Does this sum relationship distribute over both seriated and banded khipus?

Code
khipu_sums_df.columns
sum_cord_df.columns
Index(['Unnamed: 0', 'kfg_name', 'group_sum', 'is_top_group',
       'is_duplicate_group', 'left_group_index', 'left_num_group_cords',
       'right_group_index', 'right_num_group_cords', 'group_distance',
       'cord_count_distance', 'left_group_summand_string',
       'right_group_summand_string'],
      dtype='object')
Code
import qollqa_chuspa as qc
(khipu_dict, all_khipus) = qc.fetch_khipus()

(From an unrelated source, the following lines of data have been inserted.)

PR #145, opened 2023-06-28
Add initial skeleton for Checkpoints and Epochs

ariqchowdhury:
Checkpoints and Epochs involve side effects so they require an executor as well as Events and Commands. A Checkpoint is created via a command from consensus state when necessary. Loading checkpoints and reacting to Epoch changes are external input from Events.

This change adds the supporting types for the above but doesn't implement any behaviour so there should be no functional changes to how things work yet. Future changes will flesh out the particular details for checkpoint and epoch implementations.

Adding new events requires updating the serialization types as well.

### DIFF
--- a/monad-executor/src/executor/checkpoint.rs
+++ b/monad-executor/src/executor/checkpoint.rs
@@ -1,0 +1,25 @@
+use crate::{CheckpointCommand, Executor};
+
+pub struct MockCheckpoint<C> {
+    pub checkpoint: Option<C>,
+}
+
+impl<C> Default for MockCheckpoint<C> {
+    fn default() -> Self {
+        Self { checkpoint: None }
+    }
+}
+
+impl<C> Executor for MockCheckpoint<C> {
+    type Command = CheckpointCommand<C>;
+    fn exec(&mut self, commands: Vec<Self::Command>) {
+        for command in commands {
+            match command {
+                CheckpointCommand::Save(c) => {
+                    self.checkpoint = Some(c);
+                    println!("checkpoint saved");
+                }
+            }
+        }
+    }
+}
--- a/monad-proto/proto/validator_set.proto
+++ b/monad-proto/proto/validator_set.proto
@@ -1,0 +1,14 @@
+syntax = "proto3";
+
+package monad_proto.validator_set;
+
+import "basic.proto";
+
+message ValidatorMapEntry {
+    monad_proto.basic.ProtoNodeId key = 1;
+    monad_proto.basic.ProtoStake value = 2;
+}
+
+message ProtoValidatorSetData {
+    repeated ValidatorMapEntry validators = 1;
+}
--- a/monad-state/src/lib.rs
+++ b/monad-state/src/lib.rs
@@ -8,7 +8,7 @@ use monad_consensus::{
     validation::signing::{Unverified, Verified},
 };
 use monad_consensus_state::{
-    command::{ConsensusCommand, FetchedFullTxs, FetchedTxs},
+    command::{Checkpoint, ConsensusCommand, FetchedFullTxs, FetchedTxs},
     ConsensusProcess,
 };
 use monad_consensus_types::{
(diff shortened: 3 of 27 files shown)


monad-executor/src/executor/checkpoint.rs
```diff
@@ -0,0 +1,25 @@
...
+}
+
+impl<C> Executor for MockCheckpoint<C> {
+    type Command = CheckpointCommand<C>;
+    fn exec(&mut self, commands: Vec<Self::Command>) {
+        for command in commands {
+            match command {
+                CheckpointCommand::Save(c) => {
+                    self.checkpoint = Some(c);
+                    println!("checkpoint saved");
```
omegablitz, line 20: Is this for debug? If so, maybe worth changing to use the `log` crate

monad-state/src/lib.rs
```diff
@@ -65,6 +67,27 @@ where
     pub fn blocktree(&self) -> &BlockTree<SCT> {
         &self.consensus_state.pending_block_tree
     }
+
+    fn advance_epoch(&mut self, val_set: Option<ValidatorSet<LeaderElectionType>>) {
+        self.epoch = self.epoch + Epoch(1);
+
+        if let Some(vs) = &self.upcoming_validator_set {
+            self.validator_set = vs.clone();
```
omegablitz: super nit: I think we can dodge the clone, eg `if let Some(vs) = self.upcoming_validator_set.take()`

monad-executor/src/executor/checkpoint.rs
ariqchowdhury: that was just for debug, should be removed. When we know what we want the executor to do for that command we can log appropriately.

ariqchowdhury:
> LGTM

Rebasing onto the MonadState refactor changed the new events a little bit (We use the Validator Set trait in MonadState now) so might be worth a second look. The relevant changes post-rebase are in the second commit so you can probably just look at that.

monad-proto/proto/validator_set.proto
```diff
@@ -0,0 +1,32 @@
...
+    monad_proto.basic.ProtoNodeId address = 1;
+    monad_proto.basic.ProtoStake voting_power = 2;
+    monad_proto.basic.ProtoStake priority = 3;
+}
+
+message ProtoWeightedRoundRobin {
+    repeated ProtoVoter voters = 1;
+    uint64 leader = 2;
+    monad_proto.basic.ProtoStake total_voting_power = 3;
+}
```
michael-yxchen: nit: same here

monad-proto/proto/validator_set.proto
```diff
@@ -0,0 +1,32 @@
...
+message ValidatorMapEntry {
+    monad_proto.basic.ProtoNodeId key = 1;
+    monad_proto.basic.ProtoStake value = 2;
+}
+
+message ProtoValidatorSet {
+    repeated ValidatorMapEntry validators = 1;
+    repeated monad_proto.basic.ProtoNodeId validator_list = 2;
+    monad_proto.basic.ProtoStake total_stake = 3;
+}
```
michael-yxchen: nit: idk if it is used right now. If it's completely replaced by ValidatorSetData, maybe we can remove it.

monad-validator/src/validator_set.rs
```diff
@@ -44,13 +46,55 @@ pub trait ValidatorSetType {
...
+                .value
+                .ok_or(Self::Error::MissingRequiredField(
+                    "ValildatorMapEntry.value".to_owned(),
+                ))?
+                .try_into()?;
+
+            vlist.0.push((a, b));
+        }
+
+        Ok(Self(Vec::new()))
```
omegablitz: typo

monad-proto/proto/validator_set.proto
ariqchowdhury: yeah, you're right, its not used anywhere else, I'll remove it.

def banded_color(kfg_name): 
    aKhipu = khipu_dict[kfg_name]
    is_banded = aKhipu.num_banded_groups() > khipu_dict[kfg_name].num_seriated_groups()
    return 0.0 if is_banded else 1.0
def banded_ratio(kfg_name):
    aKhipu = khipu_dict[kfg_name]
    total_groups = aKhipu.num_cord_groups()
    return aKhipu.num_banded_groups()/total_groups if total_groups > 0 else 0

khipu_sums_df['banded_color'] = [banded_color(x) for x in khipu_sums_df.kfg_name.values]
khipu_sums_df['banded_ratio'] = [banded_ratio(x) for x in khipu_sums_df.kfg_name.values]
khipu_sums_df['num_banded_groups'] = [khipu_dict[x].num_banded_groups() for x in khipu_sums_df.kfg_name.values]
khipu_sums_df['num_seriated_groups'] = [khipu_dict[x].num_seriated_groups() for x in khipu_sums_df.kfg_name.values]

fig = px.scatter(khipu_sums_df, 
                 x='num_seriated_groups', y='num_banded_groups', 
                 hover_name='kfg_name', hover_data=["num_banded_groups", "num_seriated_groups", "num_sum_groups"],
                 size="num_sum_groups", 
                 color='banded_color', color_continuous_scale=['#3c3fff', '#ff3030',],
                 labels={"num_sum_groups":"# of Group Group Sum Cords"},
                 title=f"<b>Group Group Sums by Banded/Seriated</b> - Blue=Banded, Red=Seriated, Size=#SumGroups",
                 width=944, height=944).update_coloraxes(showscale=False).show()

6. Conclusion:

  • This is a relationship that appears mostly on banded khipus
  • Even when we remove unequal length group group pairs, there still remains an interesting set of 66 relationships over 33 khipus.
  • The set of relationships range in sum size from 100 to 6000
  • Right group sums are usually 4 to 5 cords away from the left group sum counterpart.
  • Their distribution, in terms of distance, is similar in distribution to handedness of indexed pendant sums and subsidiary pendant sums.